- Born: Irksie Leila Yates 19 August 1899 West Bay District, Grand Cayman, Cayman Islands
- Died: 12 January 1996 (aged 96)
- Occupations: nurse, midwife
- Years active: 1919–1971

= Leila Yates =

Caymanian nurse and midwife

Irksie Leila Yates (19 August 1899 – 12 January 1996) was a pioneering nurse and midwife from the Cayman Islands. She has been recognized on a stamp in the 2011 series "Pioneers in our History" and in 2015 was posthumously honored with the National Heroes Award. Her home has been the focus of a restoration project for the National Trust’s West Bay Committee.

==Early life==
Irksie Leila Yates was born on 19 August 1899 in the West Bay District on Grand Cayman in the Cayman Islands to Jacintha (née Morrison) and Arthur Yates. Yates was the youngest of six children and though she enjoyed playing on the beaches as a child, was asthmatic. Hers was the first house on the island to have glass panes installed. Encouraged by her sister, Yates wanted to study nursing, but her mother objected. Determined to become a nurse, she walked daily from West Bay to George Town for her training. Her initial studies began in 1917 with Dr. George Overton, the only doctor on the island.

==Career==
By 1919, Yates had completed her training and began as a home care nurse, traveling to her patients' homes to assist with their needs. In 1921, she began studying midwifery and completed her training in 1923, when she delivered her first baby. During the malaria epidemic in 1931, Yates served as head government nurse. Because there was no government hospital, almost all of her care services before 1952 when the Cayman Hospital was built, were provided in her patient's homes.
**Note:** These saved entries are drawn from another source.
PR #314, opened 2015-08-26
Clean util (resolves #298, resolves #313)

### LINKED ISSUE #298: Sort test leaves S3 buckets behind

### LINKED ISSUE #313: Create Toil clean util

cket:
I left the default value of the clean flag as 'never', I think it is safer to let people delete the jobStore themselves with the util. I implemented clean as part of the teardown in sort test, and it is tested itself in the utils unittest.


hannes-ucsc:
Let's discuss your decision to have `--clean` default to `never` in tomorrows scrum.

hannes-ucsc:
The conflicts are in sortTest which I recently streamlined. I think I would be the best person to resolve them. Ok, to go multi-author?

cket:
Yeah, fine by me!

src/toil/utils/toilClean.py
```diff
@@ -0,0 +1,69 @@
...
+import logging
+import os
+import sys
+
+from toil.lib.bioio import getBasicOptionParser
+from toil.lib.bioio import parseBasicOptions
+from toil.common import loadJobStore
+from toil.jobStores.abstractJobStore import JobStoreCreationException
+
+logger = logging.getLogger( __name__ )
```
hannes-ucsc: Missing a doc string? See if `toil --help` still works?

src/toil/utils/toilClean.py
```diff
@@ -0,0 +1,71 @@
...
+
+def main():
+    """Reports the state of the toil.
```
hannes-ucsc: Docstring is inaccurate.

src/toil/utils/toilClean.py
```diff
@@ -0,0 +1,71 @@
...
+    parser = getBasicOptionParser("usage: %prog [--jobStore] JOB_STORE", "%prog 0.1")
+
+    parser.add_option("--jobStore", dest="jobStore",
+                      help="Job store path. Can also be specified as the single argument to the script.\
+                       default=%default", default=os.path.abspath("./toil"))
+
+    options, args = parseBasicOptions(parser)
+    logger.info("Parsed arguments")
+
+    assert len(args) <= 1 #Only toil may be specified as argument
```
hannes-ucsc: I don't understand this. The jobStore can be passed in via the "--jobStore" option and as a positional argument?

hannes-ucsc:
Don't like the ambiguity between the positional and the option. What if a confused user specifies both?

Follow up in #329, #328 and #327

PR #323, opened 2015-08-28
Helpful message to warn user about module name conflicts (resolves #103)

### LINKED ISSUE #103: User scripts don't work if they are named test.py

cket:


hannes-ucsc:
There was one other place where a symbol is loaded. I think when the Job class is loaded and then pickled. Remember that user script can be function or class based. This just catches the function based ones.

PR #370, opened 2015-09-05
Client-side encryption for Azure job store (resolves #308)

### LINKED ISSUE #308: Add encryption to Azure job store

joelarmstrong:
Currently it uses only one key. Having a separate key for each file is certainly possible, but it involves some key distribution which would be slightly trickier.

Only the path to the key file is ever stored in the jobStore, because I was a bit paranoid about stuff getting pickled and passed around so often. If the job store never, ever gets pickled, maybe we could save a bit of I/O and read it in at job store creation.

This client side encryption should work fine for the file job store too.

### DIFF
--- a/src/toil/lib/encryption.py
+++ b/src/toil/lib/encryption.py
@@ -1,0 +1,89 @@
+# Copyright (C) 2015 UCSC Computational Genomics Lab
+#
+# Licensed under the Apache License, Version 2.0 (the "License");
+# you may not use this file except in compliance with the License.
+# You may obtain a copy of the License at
+#
+#     http://www.apache.org/licenses/LICENSE-2.0
+#
+# Unless required by applicable law or agreed to in writing, software
+# distributed under the License is distributed on an "AS IS" BASIS,
+# WITHOUT WARRANTIES OR CONDITIONS OF ANY KIND, either express or implied.
+# See the License for the specific language governing permissions and
+# limitations under the License.
+
+import nacl
+from nacl.exceptions import CryptoError
+from nacl.secret import SecretBox
+
+# 16-byte MAC plus a nonce is added to every message.
+encryptionOverhead = 16 + SecretBox.NONCE_SIZE
+
+def encrypt(message, keyPath):
+    """
+    Encrypts a message given a path to a local file containing a key.
+
+    :param message: The message to be encrypted.
+    :param keyPath: A path to a file containing a 256-bit key (and nothing else).
+    :type message: str
+    :type keyPath: str
+    :rtype: str
+
+    A constant overhead is added to every encrypted message (for the nonce and MAC).
+    >>> import tempfile
+    >>> k = tempfile.mktemp()
+    >>> with open(k, 'w') as f:
+    ...     f.write(nacl.utils.random(SecretBox.KEY_SIZE))
+    >>> message = 'test'
+    >>> len(encrypt(message, k)) == encryptionOverhead + len(message)
+    True
+    """
+    with open(keyPath) as f:
+        key = f.read()
+    if len(key) != SecretBox.KEY_SIZE:
+        raise ValueError("Key is %d bytes, but must be exactly %d bytes" % (len(key),
+                                                                            SecretBox.KEY_SIZE))
+    sb = SecretBox(key)
+    # We generate the nonce using secure random bits. For long enough
+    # nonce size, the chance of a random nonce collision becomes
+    # *much* smaller than the chance of a subtle coding error causing
+    # a nonce reuse. Currently the nonce size is 192 bits--the chance
+    # of a collision is astronomically low. (This approach is
+    # recommended in the libsodium documentation.)
+    nonce = nacl.utils.random(SecretBox.NONCE_SIZE)
+    assert len(nonce) == SecretBox.NONCE_SIZE
+    return str(sb.encrypt(message, nonce))
+
+def decrypt(ciphertext, keyPath):
+    """
+    Decrypts a given message that was encrypted with the encrypt() method.
+
+    :param ciphertext: The encrypted message (as a string).
+    :param keyPath: A path to a file containing a 256-bit key (and nothing else).
+    :type keyPath: str
+    :rtype: str
+
+    Raises an error if ciphertext was modified
+    >>> import tempfile
+    >>> k = tempfile.mktemp()
+    >>> with open(k, 'w') as f:
+    ...     f.write(nacl.utils.random(SecretBox.KEY_SIZE))
+    >>> ciphertext = encrypt("testMessage", k)
+    >>> ciphertext = chr(ord(ciphertext[0]) ^ 1) + ciphertext[1:]
+    >>> decrypt(ciphertext, k)
+    Traceback (most recent call last):
+    ...
+    CryptoError: Decryption failed. Ciphertext failed verification
+
+    Otherwise works correctly
+    >>> decrypt(encrypt("testMessage", k), k)
+    'testMessage'
+    """
+    with open(keyPath) as f:
+        key = f.read()
+    if len(key) != SecretBox.KEY_SIZE:
+        raise ValueError("Key is %d bytes, but must be exactly %d bytes" % (len(key),
+                                                                            SecretBox.KEY_SIZE))
+    sb = SecretBox(key)
+    # The nonce is kept with the message.
+    return sb.decrypt(ciphertext)
--- a/setup.py
+++ b/setup.py
@@ -22,7 +22,7 @@ kwargs = dict(
     author='Benedict Paten',
     author_email='benedict@soe.usc.edu',
     url="https://github.com/BD2KGenomics/toil",
-    install_requires=[ 'bd2k-python-lib==1.7.dev1' ],
+    install_requires=[ 'bd2k-python-lib==1.7.dev1', 'pynacl==0.3.0' ],
     tests_require=[ 'mock==1.0.1', 'pytest==2.7.2' ],
     test_suite='toil',
     extras_require={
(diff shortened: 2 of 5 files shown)


hannes-ucsc:
Jenkins, test this please.

joelarmstrong:
Hmm, looks like libffi headers are missing. I'm pretty sure the library itself is installed, since the `ctypes` package uses it, but Ubuntu/Debian often doesn't include headers. Maybe the libffi-dev package is required.

hannes-ucsc:
Also, this PR should have been set to failed status. Looks like the Jenkins user needs write perms to the repo for that to work. I'll fix that.

hannes-ucsc:
I'll add libffi-dev to toil-jenkins-slave.

Also: #371

hannes-ucsc:
https://github.com/BD2KGenomics/cgcloud/commit/a1ed642fbe34fa12c59a232fc435649525814be4

hannes-ucsc:
Jenkins, test this please.

hannes-ucsc:
Build was killed after 30min. We were already at 25 min so maybe the additional Azure test put it over the limit. I increased the timeout to 45.

hannes-ucsc:
Jenkins, test this please.

hannes-ucsc:
Paranoia is good. For the AWS job store, DEBUG log level will leak the SSE-C key since at that level boto logs all HTTP request headers and the key is passed as a header.

We could wrap the key in a Secret class whose __str__ and __repr__ methods return "******" or something and that refuses to be pickled via copy_reg. To get at the key string from a Secret you'd have to call a specifc method. Just brainstorming here.

joelarmstrong:
Yeah, I think something unpickleable would be a great solution. Maybe something similar could be used for the AWS/Azure access credentials. Although obviously pickling/logging those isn't quite as bad, it would still suck for someone to accidentally pastebin a debug log or pickle file containing access keys. There are bots that scrape for AWS keys and run up your bill with bitcoin miners.

hannes-ucsc:
Hmm, looks like testToilSortOnAWS hangs?

joelarmstrong:
That's weird. Surely only the few option parsing lines I added could affect AWS, and they seem OK to me.

hannes-ucsc:
Jenkins, test this please.

joelarmstrong:
OK, it failed yet again, but in a different place. Let me investigate and try to reproduce. Maybe there is a subtle merge conflict.

src/toil/lib/encryption.py
```diff
@@ -0,0 +1,85 @@
...
+
+    A constant overhead is added to every encrypted message (for the nonce and MAC).
+    >>> import tempfile
+    >>> k = tempfile.mktemp()
+    >>> open(k, 'w').write(nacl.utils.random(SecretBox.KEY_SIZE))
+    >>> message = 'test'
+    >>> len(encrypt(message, k)) == encryptionOverhead + len(message)
+    True
+    """
+    key = open(keyPath).read()
```
hannes-ucsc: You're leaking a file handle here.

src/toil/lib/encryption.py
```diff
@@ -0,0 +1,85 @@
...
+    >>> decrypt(ciphertext, k)
+    Traceback (most recent call last):
+    ...
+    CryptoError: Decryption failed. Ciphertext failed verification
+
+    Otherwise works correctly
+    >>> decrypt(encrypt("testMessage", k), k)
+    'testMessage'
+    """
+    key = open(keyPath).read()
```
hannes-ucsc: Same here.

hannes-ucsc:
Maybe the file handle leaks are causing the test failures?

joelarmstrong:
I checked with 100000 tmp files a few hours ago, and python seemed to clean up the fds OK, but can't hurt to do it in the pythonic way. Updated it with a force push--not sure what the protocol is for when to/not to force push.

I think the gridengine test hanging is a fluke--it has only 1 second to find the job--but still can't figure out the AWS test issue, which is obviously not a fluke.

hannes-ucsc:
Jenkins, test this please.

joelarmstrong:
I can replicate the hang on the AWS sort tests on my laptop, even on master branch, but *only* when the test is run along with all the others with `make test`, not when it's run with `make test tests=src/toil/test/sort/sortTest.py::SortTest::testToilSortOnAWS`.

Looks like it might be a deadlock in the upload or download stream methods, 
since one end is blocking on a futex and the other is blocking on a read from a pipe:

```
Process 2556 attached with 2 threads
[pid  2579] futex(0xf156f0, FUTEX_WAIT_PRIVATE, 0, NULL <unfinished ...>
[pid  2556] read(45, 
```

I might try to get the python gdb extensions to work so I can get a backtrace. But they've never worked correctly for me.

hannes-ucsc:
I was surprised to find out that Jenkins builds not commit at the tip of the issues/308-azure-encryption branch, but a merge commit from the tip of that branch into master. I manually ran `make test` against both commits on the jenkins slave and both succeeded.

hannes-ucsc:
Jenkins, test this please.

hannes-ucsc:
In the past, Pyrasite worked for me:

http://stackoverflow.com/questions/132058/showing-the-stack-trace-from-a-running-python-application#answer-29881630

You may want to run the tests without capturing of stderr and out:

```
make test tests="-s src"
```

joelarmstrong:
I got gdb to work finally (just need to run with the python-dbg executable rather than python2.7).

Interestingly my backtraces for my AWS sort hang (not necessarily the same as the one on jenkins!) show a deadlock when reading the environment.pickle file in worker.py.

I have a hunch that reading the environment.pickle straight into the cPickle.load method may be a race. I'm not totally sure, but I *think* the GIL cannot ever be released when inside a C extension, and cPickle.load is definitely written in C. So if there is not already data written into the other end of the pipe, the worker will completely deadlock.

joelarmstrong:
OK, added my fix. Seems to work (n=3). I have no clue why the encryption code would trigger this race, but it is definitely a race.

hannes-ucsc:
It would be a bug for cPickle not to release the GIL before doing IO and it looks like the latest version does just that:

https://github.com/python-git/python/blob/master/Modules/cPickle.c#L555

joelarmstrong:
This is where mine was stalled:

https://github.com/python-git/python/blob/master/Modules/cPickle.c#L594

That getc can definitely block. It seems like a bug. Maybe it's relying on line-buffering?

hannes-ucsc:
The link is outdated. Trying to find the right one.

joelarmstrong:
I had a hard time finding the official repo too. But here it is (2.7 branch):

https://github.com/python/cpython/blob/2.7/Modules/cPickle.c#L591

Seems like the getc is still used without releasing the GIL (but I can't be 100% sure). Empirically, the patch seems to stop the AWS test from hanging for me, but maybe it's a coincidence.

hannes-ucsc:
Jenkins, test this please.

hannes-ucsc:
Don't know why I have to keep nudging Jenkins to build. I added you to the whitelist explicitly and it should build every PR from you automatically at least from now on.

joelarmstrong:
OK, thanks. Wasn't sure if I had to say the magic words or what. I just logged into your Jenkins instance via Github OAuth. Maybe that was why it wouldn't automatically build.

hannes-ucsc:
There may be other places where we call cPickle.load() passing a pipe handle whose other end is written to by the AWS job store.

joelarmstrong:
I found 2 more:

https://github.com/BD2KGenomics/toil/blob/d6e89c9bdf376561366c02b56a7de472f4094cfb/src/toil/job.py#L1120

https://github.com/BD2KGenomics/toil/blob/d6e89c9bdf376561366c02b56a7de472f4094cfb/src/toil/jobStores/abstractJobStore.py#L57

hannes-ucsc:
`serialiseEnvironment()` in common.py does not specify a protocol when calling `cPickle.dump()`:

```
def serialiseEnvironment(jobStore):
    """
    Puts the environment in a globally accessible pickle file.
    """
    #Dump out the environment of this process in the environment pickle file.
    with jobStore.writeSharedFileStream("environment.pickle") as fileHandle:
        cPickle.dump(os.environ, fileHandle)
    logger.info("Written the environment for the jobs to the environment file")
```

According to https://docs.python.org/2/library/pickle.html#data-stream-format it uses the text-based protocol 0 in that case. Maybe that's why it's using the readline function that ultimately uses getc?

joelarmstrong:
Yep, looks like that's the reason.  The load_binint, load_binstring, etc. functions all use the fread code (which correctly releases the GIL), but the load_int, load_string, etc. functions all use the getc code.

hannes-ucsc:
It's already past the tests were it got stuck in previous builds.

hannes-ucsc:
Different, probably unrelated failure.

joelarmstrong:
Doh, looks like I will have to retry on that particular exception. I've never seen that before. Want me to fix it in this PR, or a different one?

But--phew! At least the mystery is solved. That was a tough one. Thanks for the help.

hannes-ucsc:
Excellent debugging! What do you think about retracting the workaround from b641a5a and instead making sure dump(...,HIGHEST_PROTOCOL) is always used?

joelarmstrong:
Sure, I think that makes sense. Force pushed that change instead of the other one.

We should also be a little paranoid about this if we eventually migrate pickling to dill.

joelarmstrong:
Blah, the gridengine test failed again, but I really think that's unrelated.

hannes-ucsc:
Jenkins, test this please.

hannes-ucsc:
Aha, the curse has been lifted.

PR #386, opened 2015-09-10
azure stats strings were being passed as strings, not fds (resolves #385)

### LINKED ISSUE #385: Azure doesn't read stats files correctly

In 1959 Yates opened a private nursing clinic in her home in West Bay and continued to see patients in her home or their own homes. In her later years, she worked as a reporter writing a regular column "This Week in West Bay" for the newspaper, Caymanian Weekly. Yates retired in 1971, having delivered more than 1,000 babies.

==Death and legacy==
Yates died on 12 January 1996. In 2006, her home was purchased by the National Trust of the Cayman Islands to honor her achievements in nursing and preserve the culturally significant building, as the National Trust's only original wattle and daub dwelling. In 2011, Yates was recognized with a stamp depicting her likeness as a part of the series "Pioneers in our History". In 2015 she was honored at the National Heroes Awards ceremony, recognizing Caymanians who helped to develop health services for the Islands. In 2016, her columns from the 1966 Caymanian Weekly are being re-run in the Cayman Compass as a weekly series called "50 years ago".